• **Stored items**
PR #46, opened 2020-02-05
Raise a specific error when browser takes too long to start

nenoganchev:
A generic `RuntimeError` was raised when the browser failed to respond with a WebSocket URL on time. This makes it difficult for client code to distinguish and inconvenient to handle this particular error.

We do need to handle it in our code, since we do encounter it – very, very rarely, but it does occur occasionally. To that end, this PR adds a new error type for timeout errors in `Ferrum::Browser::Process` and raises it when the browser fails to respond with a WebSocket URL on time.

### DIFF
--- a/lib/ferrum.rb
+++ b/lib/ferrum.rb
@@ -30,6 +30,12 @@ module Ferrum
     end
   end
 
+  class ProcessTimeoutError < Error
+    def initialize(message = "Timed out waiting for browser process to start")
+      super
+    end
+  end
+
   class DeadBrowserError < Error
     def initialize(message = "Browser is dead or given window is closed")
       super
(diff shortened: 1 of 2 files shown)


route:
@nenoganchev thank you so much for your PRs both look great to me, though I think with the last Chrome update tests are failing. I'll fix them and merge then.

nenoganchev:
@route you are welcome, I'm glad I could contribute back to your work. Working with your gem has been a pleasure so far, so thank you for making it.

• **YOUR INSTRUCTIONS**
Write down again, exactly as given, only the lines above that fall from the line with "--- a/lib/ferrum.rb" to the line with "dead or given", inclusive.

• **EXERCISE OUTPUT**
--- a/lib/ferrum.rb
+++ b/lib/ferrum.rb
@@ -30,6 +30,12 @@ module Ferrum
     end
   end
 
+  class ProcessTimeoutError < Error
+    def initialize(message = "Timed out waiting for browser process to start")
+      super
+    end
+  end
+
   class DeadBrowserError < Error
     def initialize(message = "Browser is dead or given window is closed")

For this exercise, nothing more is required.